초록
HZSM-5를 觸媒로 하여 메탄올과 이소부틸렌으로부터 Methyl tertiary butyl ether(MTBE)의 氣相合成實驗을 하였으며, zeolite 觸媒의 SiO$_2/Al_2O_3$ 比 및 反應條件의 영향을 硏究하였다. 각 觸媒들은 pyridine을 吸着시켜 temperature programmed desorption(TPD) 및 IR法으로 酸點의 세기와 特性을 조사하였으며, 승온탈착실험을 통하여 각 反應物 및 生成物의 吸着特性을 검토하였다. HZSM-5의 SiO$_2/Al_2O_3$比가 증가할수록 强한 酸點의 수는 감소하여 메탄올의 脫水反應은 억제되고 MTBE에 대한 선택도가 증가하였다. MTBE에 대한 전환율과 선택도는 $i-C_4H_8$의 細孔內 확산저항에 의하여 큰 영향을 받음을 알 수 있었다. MTBE合成反應은 發熱的이어서, 전반적으로 80$^{\circ}$C의 반응온도가 合成에 적합하였다. 한편 각 觸媒上에 生成된 coke의 特性을 TG, DTA 및 IR spectrum으로 측정하였다. 침착된 coke의 量은 HY > H-Mordenite > HZSM-5順이었으며, H-Mordenite에 있어서는 누적된 coke의 양이 HZSM-5보다 현저하지는 않았으나, 細孔의 配向이 1方向性이므로 반응시간이 길어짐에 따라 심한 活性減退가 일어났다. HY는 큰 細孔을 가지고 있어 M$i-C_4H_8$의 重合이 쉽게 일어났으며, HZSM-5에 비하여 많은 coke의 참착과 빠른 活性減退를 나타내었다.
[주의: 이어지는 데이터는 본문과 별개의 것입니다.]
PR #1561, opened 2015-01-29
Fix file grouping and dimension swapping in ImageJ macros

melissalinkert:
Fixes http://trac.openmicroscopy.org/ome/ticket/12239 and http://trac.openmicroscopy.org/ome/ticket/12238.

To test, choose a single file with SizeZ > 1 or SizeT > 1 (the remaining dimensions should be 1).  I was using ```test_images_good/andor/VESSEL-DEC-Z.tif```.

For ticket 12239:
1. Start ImageJ, select ```Plugins > Macros > Record...```
2. Select ```Plugins > Bio-Formats > Bio-Formats Importer```
3. Select the test file
4. Check the ```Swap dimensions``` box, but leave everything else unchecked
5. Assign the > 1 dimension to something other than the default
6. Verify that the resulting image window reflects what was chosen in step 5.
7. Select the ```Create``` button in the macro recorder window, then ```Macros > Run Macro``` in the new macro window.
8. The image window created as a result of step 7 should match the one from step 5/6, and there should be no error message.

For ticket 12238:
1. Close ImageJ and repeat steps 1 - 3 above
2. Check the ```Group files with similar names``` box, but leave everything else unchecked
3. Check the ```Pattern``` box in the file grouping window
4. Repeat step 7 above
5. Verify that there are now two image windows open with matching contents.  There should be no error message.

### DIFF
--- a/components/bio-formats-plugins/src/loci/plugins/in/FilePatternDialog.java
+++ b/components/bio-formats-plugins/src/loci/plugins/in/FilePatternDialog.java
@@ -132,11 +132,10 @@ public class FilePatternDialog extends ImporterDialog {
       }
     };
     gd.addMessage(
-      "The list of files to be grouped can be specified in one of three ways:");
+      "The list of files to be grouped can be specified in one of the following ways:");
 
     // option one
 
-    gd.addCheckbox("", true);
     int len = id.length() + 1;
     if (len > 80) len = 80;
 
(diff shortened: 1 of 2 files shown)


bramalingam:
Both cases work as expected, Please merge.
```
run("Bio-Formats Importer", "open=/Users/bramalingam/Downloads/data_repo_good/stk/23srp5dksub.stk color_mode=Default view=Hyperstack stack_order=XYCZT swap_dimensions z_1=1 c_1=21 t_1=1");
```

```
run("Bio-Formats Importer", "open=/Users/bramalingam/Downloads/data_repo_good/andor/VESSEL-DEC-Z.tif color_mode=Default group_files view=Hyperstack stack_order=XYCZT contains=[] name=/Users/bramalingam/Downloads/data_repo_good/andor/VESSEL-DEC-Z.tif");
```

melissalinkert:
--no-rebase

PR #1570, opened 2015-02-03
Fix remaining DM_BOXED_PRIMITIVE_FOR_PARSING warnings

sbesson:
With this commit, Bio-Formats top-level findbugs target should be compliant with Findbugs 3.0.0

--no-rebase


melissalinkert:
:+1:

PR #1571, opened 2015-02-03
FlowSight: default to 1 channel if channel tags are missing

melissalinkert:
Fixes the file in QA 10450.

/cc @zeb

### DIFF
--- a/components/formats-bsd/src/loci/formats/in/FlowSightReader.java
+++ b/components/formats-bsd/src/loci/formats/in/FlowSightReader.java
@@ -34,11 +34,11 @@ package loci.formats.in;
 import java.io.IOException;
 import java.util.Arrays;
 import java.util.Iterator;
-
-import ome.xml.model.primitives.PositiveInteger;
+import javax.xml.parsers.ParserConfigurationException;
 
 import loci.common.DataTools;
 import loci.common.RandomAccessInputStream;
+import loci.common.xml.XMLTools;
 import loci.formats.CoreMetadata;
 import loci.formats.FormatException;
 import loci.formats.FormatReader;
@@ -47,6 +47,13 @@ import loci.formats.MetadataTools;
 import loci.formats.meta.MetadataStore;
 import loci.formats.tiff.IFD;
 import loci.formats.tiff.TiffParser;
+
+import ome.xml.model.primitives.PositiveInteger;
+
+import org.xml.sax.SAXException;
+import org.w3c.dom.Element;
+import org.w3c.dom.Node;
+import org.w3c.dom.NodeList;
 
 /**
  * @author Lee Kamentsky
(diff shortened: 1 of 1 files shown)


bramalingam:
./showinf -nopix /Users/bramalingam/Desktop/QA/amnis-isx-cif-sample/HeLasusp\ wt200_17.cif 

Works as expected. No exceptions thrown. Good to merge.

melissalinkert:
Would be good to get confirmation from @zeb as well, since he sent the file that this attempts to fix.

zeb:
Sorry I've let this slide - thanks for the nudge, @melissalinkert. 

Importing (via cli and insight) against a merge build (_5.1.0-m3-1151-5b3cf71-ice35-b411_) looks in good shape so far (due to the very large number of images generated from such samples, the import process takes several hours - will keep you posted after completion).

zeb:
CLI import result for the QA sample:
`==> Summary`
`1 file uploaded, 1 fileset created, 14124 images imported, 0 errors in 7:29:14.006`

melissalinkert:
One more commit pushed which should result in each of the image series having 12 channels now instead of 1.  This is using the ```/AssayDB-Rif/Imaging/ChannelInUseIndicators*``` node, since ```/AssayDB-Rif/Display/Channel*Name``` looks like it can define channels that aren't being used (though in this case all 12 are acquired).

The images do seem more sensible to me, but verification would be much appreciated.

rleigh-dundee:
The code changes look OK and there are 12 channels per series for all series.  There appears to be a bottleneck for OMERO import here, probably simply a factor of the series count.

@zeb Is the channel information and pixel data etc. OK for you with the change?

zeb:
Based on the file metadata, this looks fine by me: another sample with `<ChannelInUseIndicators_0_11>1 1 0 1 0 1 0 0 1 0 0 0 </ChannelInUseIndicators_0_11>` does produce 5 channels. Thanks for this change.

melissalinkert:
Thanks @zeb and @rleigh-dundee.  I'd definitely expect OMERO import to be slow and/or memory intensive, since it's going to be creating 14124 * 12 Channel objects in memory, which as discussed in the Tuesday meeting is not easy to deal with.

I assume it's OK to merge this then?

zeb:
Considering the performance implications, I think I'd be happy for this to be put on hold (or toggled via a feature flag is that makes any sense) for further testing if this is likely to become an import bottleneck/cause performance regressions for the original reader's companion samples/be too risky for inclusion in the 5.1 initial release.

melissalinkert:
The original sample data is unaffected, so I would be inclined to merge this since it does fix the original problem.  Import into OMERO was still slow prior to this PR and isn't something we can really address in the reader.

Happy to hear any strong vetos, otherwise I'll merge tomorrow (Thursday) evening.

melissalinkert:
--no-rebase

PR #1572, opened 2015-02-04
C++: Fixes and additions for OME-TIFF

rleigh-dundee:
Primarily metadata-related fixes, but includes a number of additional assorted fixes and API improvements.  The main change is to the generated model and metadatastore code, to enforce the safe use of shared and weak references.  Where the Java code would have thrown an NPE, here it segfaults the program, so this adds strict checking and will throw an exception if a bad reference is encountered (either null or bad weak refs).  This is what the internal `safe_fetch` function templates do.  They check the validity of the pointer and then return it back to the caller.  This approach was necessary due to the way the templates generate and chain multiple calls together.

--no-rebase

--------

Testing: Should be handled by the unit tests and travis.

When the OME-TIFF reader is added, it will test most of these changes fairly extensively.  You could try applying my cpp-ome-tiffreader branch on top and reading an OME-TIFF with showinf.  However, this isn't yet ready for testing and so will currently not work correctly (but will be completed very soon).

### DIFF
--- a/cpp/lib/ome/bioformats/MetadataTools.cpp
+++ b/cpp/lib/ome/bioformats/MetadataTools.cpp
@@ -179,7 +179,18 @@ namespace ome
     {
       // Parse OME-XML into DOM Document.
       ome::xerces::Platform xmlplat;
-      ome::xerces::dom::Document doc(ome::xerces::dom::createDocument(file));
+      ome::xerces::dom::Document doc;
+      try
+        {
+          doc = ome::xerces::dom::createDocument(file);
+        }
+      catch (const std::runtime_error&)
+        {
+          ome::xerces::dom::ParseParameters params;
+          params.doSchema = false;
+          params.validationSchemaFullChecking = false;
+          doc = ome::xerces::dom::createDocument(file, params);
+        }
       return createOMEXMLMetadata(doc);
     }
 
@@ -188,7 +199,19 @@ namespace ome
     {
       // Parse OME-XML into DOM Document.
       ome::xerces::Platform xmlplat;
-      ome::xerces::dom::Document doc(ome::xerces::dom::createDocument(text));
+      ome::xerces::dom::Document doc;
+      try
+        {
+          doc = ome::xerces::dom::createDocument(text, ome::xerces::dom::ParseParameters(),
+                                                 "OME-XML");
+        }
+      catch (const std::runtime_error&)
+        {
+          ome::xerces::dom::ParseParameters params;
+          params.doSchema = false;
+          params.validationSchemaFullChecking = false;
+          doc = ome::xerces::dom::createDocument(text, params, "Broken OME-XML");
+        }
       return createOMEXMLMetadata(doc);
     }
 
@@ -197,7 +220,19 @@ namespace ome
     {
       // Parse OME-XML into DOM Document.
       ome::xerces::Platform xmlplat;
-      ome::xerces::dom::Document doc(ome::xerces::dom::createDocument(stream));
+      ome::xerces::dom::Document doc;
+      try
+        {
+          doc = ome::xerces::dom::createDocument(stream, ome::xerces::dom::ParseParameters(),
+                                                 "OME-XML");
+        }
+      catch (const std::runtime_error&)
+        {
+          ome::xerces::dom::ParseParameters params;
+          params.doSchema = false;
+          params.validationSchemaFullChecking = false;
+          doc = ome::xerces::dom::createDocument(stream, params, "Broken OME-XML");
+        }
       return createOMEXMLMetadata(doc);
     }
 
--- a/cpp/lib/ome/bioformats/MetadataTools.cpp
+++ b/cpp/lib/ome/bioformats/MetadataTools.cpp
@@ -516,6 +516,37 @@ namespace ome
         }
     }
 
+    void
+    removeBinData(::ome::xml::meta::OMEXMLMetadata& omexml)
+    {
+      omexml.resolveReferences();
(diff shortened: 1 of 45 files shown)


mtbc:
Travis troubles.

rleigh-dundee:
Generated code changes: https://ci.openmicroscopy.org/job/BIOFORMATS-5.1-merge-cpp/BUILD_TYPE=Debug,CXXSTD_AUTODETECT=OFF,node=perch/lastSuccessfulBuild/artifact/generated-source-changes/ome-xml-changes.diff

rleigh-dundee:
The last commits fix the CI failure on gretzky35.

cpp/lib/ome/bioformats/MetadataTools.cpp
```diff
@@ -69,7 +76,11 @@ using ome::xml::meta::OMEXMLMetadataRoot;
 
 using ome::xml::model::Image;
 using ome::xml::model::MetadataOnly;
+using ome::xml::model::ModelException;
 using ome::xml::model::Pixels;
+using ome::xml::model::StructuredAnnotations;
+using ome::xml::model::XMLAnnotation;
+using ome::xml::model::OriginalMetadataAnnotation;
```
mtbc: not exactly lexicographically ordered, but maybe that's intended

cpp/lib/ome/bioformats/MetadataTools.cpp
```diff
@@ -494,6 +566,142 @@ namespace ome
...
+                      xerces::dom::Document doc(ome::xerces::dom::createDocument(annotation->getValue()));
+
+                      std::vector<xerces::dom::Element> OriginalMetadataValue_nodeList = ome::xml::model::detail::OMEModelObject::getChildrenByTagName(doc, "OriginalMetadata");
+                      if (OriginalMetadataValue_nodeList.size() > 1)
+                        {
+                          format fmt("Value node list size %1% != 1");
+                          fmt % OriginalMetadataValue_nodeList.size();
+                          throw ModelException(fmt.str());
+                        }
+                      else if (OriginalMetadataValue_nodeList.size() != 0)
```
mtbc: Would `== 1` be clearer in these conditions?

cpp/lib/ome/bioformats/detail/FormatReader.cpp
```diff
@@ -1304,12 +1305,21 @@ namespace ome
...
+      FormatReader::setId(const boost::filesystem::path& id)
       {
         //    LOGGER.debug("{} initializing {}", getFormat(), id);
         if (!currentId || id != currentId.get())
           {
-            initFile(id);
+            path canonicalID(id);
+            try
+              {
+                // Attempt to canonicalise the path.
```
mtbc: -ize

cpp/lib/ome/xml/model/OriginalMetadataAnnotation.cpp
```diff
@@ -0,0 +1,237 @@
...
+            format fmt("Value node list size %1% != 1");
+            fmt % XMLValue_nodeList.size();
+            throw ModelException(fmt.str());
+          }
+        else if (XMLValue_nodeList.size() != 0)
+          {
+            std::vector<xerces::dom::Element> OriginalMetadataValue_nodeList = getChildrenByTagName(XMLValue_nodeList.at(0), "OriginalMetadata");
+            if (OriginalMetadataValue_nodeList.size() > 1)
+              {
+                format fmt("Value node list size %1% != 1");
```
mtbc: For the original metadata exception do we want a different exception message string from the above so they are more easily distinguished?

cpp/lib/ome/xml/model/primitives/ConstrainedNumeric.h
```diff
@@ -406,6 +408,34 @@ namespace ome
...
+          operator++ ()
+          {
+            ++this->value;
+            check();
+            return *this;
+          }
+
+          /**
+           * Decrement the constrained value by one.  If the new value
+           * fails the constraint check, this will cause an error.
```
mtbc: The error-causing is checked by unit tests?

mtbc:
Manipulating XML using Xerces in C++ looks painful.

cpp/lib/ome/xml/model/primitives/ConstrainedNumeric.h
rleigh-dundee: Yes, in cpp/test/ome-xml/* in this PR.

mtbc: Ha, I obviously missed it, thank you!

rleigh-dundee: It's all the tables of inputs, outputs and whether exceptions are thrown or not.

cpp/lib/ome/bioformats/MetadataTools.cpp
rleigh-dundee: Yes, and I'd like to change it at some point.  However, it's a copy of the logic in the xsd-fu templates-java/OMEXMLModelObject.template for a custom derived model object, so I'd rather change it across the board rather than making it inconsistent in one place.  Happy to do that here if @melissalinkert is OK with updating the xsd-fu templates as well.

rleigh-dundee:
@mtbc Your suggestions should all be implemented now except for the one noted above.

mtbc:
Thank you, the latest commits look good.

joshmoore:
Thanks. Merging (also based on https://ci.openmicroscopy.org/pview/?match=.*5.1.*cpp.*&json=%7B%22match%22%3A+%22.*5.1.*cpp.*%22%7D) Following PRs can capture any of the TODOs from here.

Methyl tert-butyl ether(MTBE) was synthesized from vapor phase reaction of methanol with iso-butylene over HZSM-5 catalysts, and effects of SiO$_2/Al_2O_3$ ratio in the HZSM-5 catalysts and reaction conditions on products distribution have been examined. Acid strength and acid type of each catalyst with different SiO$_2/Al_2O_3$ ratio were measured using pyridine adsorption followed by temperature programmed desorption(TPD) and IR analysis. Reactants and products adsorption characteristics on different acid sites have also been examined. As the SiO$_2/Al_2O_3$ ratio of HZSM-5 catalyst was increased, selectivity to MTBE was improved as a result of decrease in dimethylether(DME) formation at the strong acid sites. Conversion and selectivity to MTBE were also greatly enhanced as $i-C_4H_8/CH_3OH$ reactant ratio was increased, and overall about 80$^{\circ}$C was adequate for the MTBE synthesis. The properties of deposited coke on spent catalysts were examined by TG, DTA and IR spectrum analysis, indicating the amount of the coke deposit in the order of HY > H-Mordenite > HZSM-5. Even if the coke deposited on H-Mordenite was little more in amount than to that on HZSM-5, the former deactivated quickly due to its non-interconnected channel structure. For HY, owing to its lange pore size, significant $i-C_4H_8$ polymerization was occured, and rapid deactivation and severe coke formation has resulted within few hours.